By Madhusha Thavapalakumar

The depreciation of the Sri Lankan rupee (LKR) against the US dollar has accelerated over the past two months even though other regional currencies have either strengthened or depreciated minimally against the dollar over the same period.
Research carried out by The Sunday Morning Business on currency depreciation in regional economies revealed that since the political crisis erupted on 26 October, the rate of depreciation of the Sri Lankan rupee accelerated, while four other currencies have strengthened.
The other currencies taken into account for the purposes of comparison were the Indian rupee, Bangladeshi taka, Pakistani rupee, Vietnamese dong, Malaysian ringgit, and Thai baht.
Vietnam and Bangladesh have maintained a similar trajectory of depreciation over these two months; while the other four countries have seen their currencies strengthening during the period between 26 October and 22 November (during the political crisis) in comparison with the period between 25 September and 25 October (pre-political crisis).
It is also noteworthy that the strengthening of the US dollar, which led to the rapid weakening of emerging market currencies this year, has slowed down over the past four weeks. While this has helped other regional currencies, as well as global currencies, to recover, it appears to have had no positive impact on the Sri Lankan rupee.
Measured by the dollar index movements, prior to the crisis, the dollar strengthened by 2.7% and since 26 October, it has recorded a slower rate of appreciation of 0.12%.
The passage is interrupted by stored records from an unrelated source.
Issue #697, opened 2017-04-29
Implement object groups triggers with multiple ID properties per trigger.


OmarSquircleArt:
Currently, if one were to add triggers for multiple object, he would have to add them manually. Instead, I propose that the user can just group the required objects and add this group as a trigger.

Also, each trigger allow only 1 property to watch over. Instead, I suggest user be able to enter multiple IDs per trigger separated by commas.

OmarSquircleArt:
Implemented in a945cf7.

OmarSquircleArt:
Finally! Thanks!

OmarSquircleArt:
Glad I could help, should we close this then?

OmarSquircleArt:
Yah sure.

JacquesLucke:
That conversation was weird ^^

Clockmender:
Sometimes the only way you hear sense is if you talk to yourself... 🥇

Cheers!

OmarSquircleArt:
haha, never though someone would see this :smile: .

JacquesLucke:
I got 4 mails, it's hard not to see those :p

OmarSquircleArt:
Ah sorry, I though only those subscribed to the issue got those emails. :smile:

Clockmender:
^^ If only that were true..... You never know who's watching you :-)

PR #1045, opened 2019-03-09
Refactor and improve Execution Triggers.

OmarSquircleArt:
- The data path can now be a list of comma separated paths.
- Added a collection ID type where the the path is resolved for every object in the collection.
- The `triggerType` was partially removed for now since it is always constant.
- Execution Trigger UI and creation workflow have been redesigned. The trigger now defaults to object without a popup menu. Each trigger is now a UI box with a header that contains the minimize, the enable, and the remove buttons and a column that contains the ID type, the object selector, and the paths. The row-only structure was very crowded, small and uncomfortable to use. Here is how it looks:

New UI

The enable test is dynamic, it specifies which objects and which paths are monitored as you can see in the example above.

I was thinking of adding a way to let the user define the properties using a python expression. What do you think?

### DIFF
--- a/animation_nodes/base_types/tree_auto_execution.py
+++ b/animation_nodes/base_types/tree_auto_execution.py
@@ -20,6 +20,7 @@ class AutoExecutionTrigger_MonitorProperty(bpy.types.PropertyGroup):
     dataPath: StringProperty(name = "Data Path", default = "")
 
     lastState: StringProperty(default = "")
+    expanded: BoolProperty(default = True)
     enabled: BoolProperty(default = True)
     hasError: BoolProperty(default = False)
 
@@ -57,28 +58,35 @@ class AutoExecutionTrigger_MonitorProperty(bpy.types.PropertyGroup):
             return self.scene
 
     def draw(self, layout, index):
-        row = layout.row(align = True)
-        if self.hasError:
-            row.label(text = "", icon = "ERROR")
+        box = layout.box()
 
-        icon = "LAYER_ACTIVE" if self.enabled else "LAYER_USED"
-        row.prop(self, "enabled", icon = icon, text = "")
+        header = box.row()
+        icon = 'TRIA_DOWN' if self.expanded else 'TRIA_RIGHT'
+        header.prop(self, "expanded", icon = icon, text = "", emboss = False)
+        if self.hasError: header.label(text = "", icon = "ERROR")
 
-        row.active = self.enabled
+        enableText = "Enable "
+        object = self.getObject()
+        if object is not None: enableText += object.name + "." + self.dataPath
+        header.prop(self, "enabled", text = enableText, toggle = True)
 
-        props = row.operator("an.assign_active_object_to_auto_execution_trigger", icon = "EYEDROPPER", text = "")
-        props.index = index
+        header.operator("an.remove_auto_execution_trigger", icon = "X",
+            text = "", emboss = False).index = index
 
-        if self.idType == "OBJECT":
-            row.prop(self, "object", text = "")
-        elif self.idType == "SCENE":
-            row.prop(self, "scene", text = "")
+        if self.expanded:
+            col = box.column(align = True)
+            col.active = self.enabled
+            col.prop(self, "idType", text = "")
+            row = col.row(align = True)
+            row.operator("an.assign_active_object_to_auto_execution_trigger",
+                icon = "EYEDROPPER", text = "").index = index
 
-        row.prop(self, "dataPath", text = "")
+            if self.idType == "OBJECT":
+                row.prop(self, "object", text = "")
+            elif self.idType == "SCENE":
+                row.prop(self, "scene", text = "")
 
-        props = row.operator("an.remove_auto_execution_trigger", icon = "X", text = "")
-        props.triggerType = "MONITOR_PROPERTY"
-        props.index = index
+            col.prop(self, "dataPath", text = "")
 
 
 class CustomAutoExecutionTriggers(bpy.types.PropertyGroup):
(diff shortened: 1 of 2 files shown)


animation_nodes/base_types/tree_auto_execution.py
```diff
@@ -16,69 +14,96 @@ class AutoExecutionTrigger_MonitorProperty(bpy.types.PropertyGroup):
...
+                    properties.extend(obj.path_resolve(p.strip()) for p in paths)
+                return properties
+            else:
+                return [object.path_resolve(p.strip()) for p in paths]
         except:
             self.hasError = True
-            return None
+            return []
 
     def getObject(self):
```
JacquesLucke: Maybe change this function so that it returns a list of ID blocks.
Then call does not need to have a special case for collections.

animation_nodes/base_types/tree_auto_execution.py
```diff
@@ -16,69 +14,96 @@ class AutoExecutionTrigger_MonitorProperty(bpy.types.PropertyGroup):
...
+            text = "", emboss = False).index = index
 
-        if self.idType == "OBJECT":
-            row.prop(self, "object", text = "")
-        elif self.idType == "SCENE":
-            row.prop(self, "scene", text = "")
+        if self.expanded:
+            col = box.column(align = True)
+            col.active = self.enabled
+            col.prop(self, "idType", text = "")
```
JacquesLucke: Maybe it would be better if it is impossible to change the `idType`.
Then the API can become cleaner and it is easier to avoid references to objects/scenes/collections that are not actually used by the trigger.

OmarSquircleArt: What do you mean by "not actually used by the trigger"?

OmarSquircleArt: I wanted to provide the enum directly because it is much faster to use, compared to deleting and adding again.

animation_nodes/base_types/tree_auto_execution.py
```diff
@@ -16,69 +14,89 @@ class AutoExecutionTrigger_MonitorProperty(bpy.types.PropertyGroup):
...
+            for obj in objects:
+                properties.extend(obj.path_resolve(p.strip()) for p in self.dataPaths.split(","))
+            return properties
         except:
             self.hasError = True
-            return None
+            return []
 
-    def getObject(self):
+    def getObjects(self):
```
JacquesLucke: Should be renamed to `getIDBlocks` or something similar.

animation_nodes/base_types/tree_auto_execution.py
JacquesLucke: For example the trigger could have a reference to a collection AND to a scene, although only one of those is used. This could become problematic when the node tree is appended into a new file because Blender will try to append the linked stuff as well (afaik).

How often do you actually change the type? Not sure if it is worth having this option in the UI.

OmarSquircleArt: I see. So I should bring back the the pop up menu as before?

JacquesLucke: An alternative would be to reset the other fields when the type changes. Whatever you prefer.

animation_nodes/base_types/tree_auto_execution.py
```diff
@@ -50,19 +50,19 @@ def getPropertiesState(self):
 
     def getProperties(self):
         self.hasError = False
-        objects = self.getObjects()
-        if len(objects) == 0 or self.dataPaths.strip() is "": return []
+        IDBlocks = self.getIDBlocks()
+        if len(IDBlocks) == 0 or self.dataPaths.strip() is "": return []
```
JacquesLucke: hmm difficult, looks like a class name. Maybe `idBlocks` is better, or do you have another idea?

animation_nodes/base_types/tree_auto_execution.py
OmarSquircleArt: I chose the later. I think it is more user friendly.

animation_nodes/base_types/tree_auto_execution.py
```diff
@@ -2,83 +2,104 @@
...
+
+    def getProperties(self):
+        self.hasError = False
+        IDBlocks = self.getIDBlocks()
+        if len(IDBlocks) == 0 or self.dataPaths.strip() is "": return []
+
+        try:
+            properties = []
+            for IDBlock in IDBlocks:
+                properties.extend(IDBlock.path_resolve(p.strip()) for p in self.dataPaths.split(","))
```
JacquesLucke: Better make a utility getter that prepares a list of data paths.

animation_nodes/base_types/tree_auto_execution.py
OmarSquircleArt: Not sure, `idBlocks` seems ok, should I use it?

JacquesLucke: yes

animation_nodes/base_types/tree_auto_execution.py
OmarSquircleArt: You mean something like this:
```python
    def getDataPaths(self):
        return [p.strip() for p in self.dataPaths.split(",")]
```

JacquesLucke: yes

OmarSquircleArt:
To self, remember to close https://github.com/JacquesLucke/animation_nodes/issues/697 if this made it.

JacquesLucke:
Would be better if the data paths string would only be split once and not for every id block. Otherwise seems fine now.

OmarSquircleArt:
Fixed. Thanks!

The Dollar Index is an indicator of the value of the US dollar in relation to a basket of foreign currencies which comprises the euro (EUR), Japanese yen (JPY), pound sterling (GBP), Canadian dollar (CAD), Swedish krona (SEK), and Swiss franc.
It is also interesting that, contrary to views expressed by the then Government that the rate of depreciation of the Sri Lankan rupee in the pre-crisis period was less than other regional currencies, it had in fact been worse than all other currencies in this table with the exception of Pakistan.
Suffering from depreciation since the beginning of 2018, the recent recovery in these regional currencies has been driven by a fall in global crude oil prices over the last couple of weeks and a weakening US dollar.
The Sri Lankan rupee (LKR) fell to a record low of 180.66 against the dollar on Friday (23), three days after Moody’s downgraded the country’s credit rating for the first time since it started rating the country in 2010, owing to the worsening political crisis. The LKR has fallen 17.7% so far this year.